==== DATA FOR ANALYSIS

PR #710, opened 2023-07-18
Wait for timeouts raise exception

svevang:
Bug/TODO fix.  This makes sure that if the remote apple state polling _times out_, then an exception is raised and the publishing flow halts.


cavis (approved):
👍

PR #711, opened 2023-07-18
Handle castle not found error

cavis:
For new podcasts (or in local dev, all new podcasts you create) ... Castle will for some time have no data.

Handle this, and display a nicer message:

image


brandonhundt (approved):
This is great. Thanks @cavis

========

Line by line, copy the entries above exactly as they appear.

## THE ANSWER
PR #710, opened 2023-07-18
Wait for timeouts raise exception

svevang:
Bug/TODO fix.  This makes sure that if the remote apple state polling _times out_, then an exception is raised and the publishing flow halts.


cavis (approved):
👍

PR #711, opened 2023-07-18
Handle castle not found error

cavis:
For new podcasts (or in local dev, all new podcasts you create) ... Castle will for some time have no data.

Handle this, and display a nicer message:

image


brandonhundt (approved):
This is great. Thanks @cavis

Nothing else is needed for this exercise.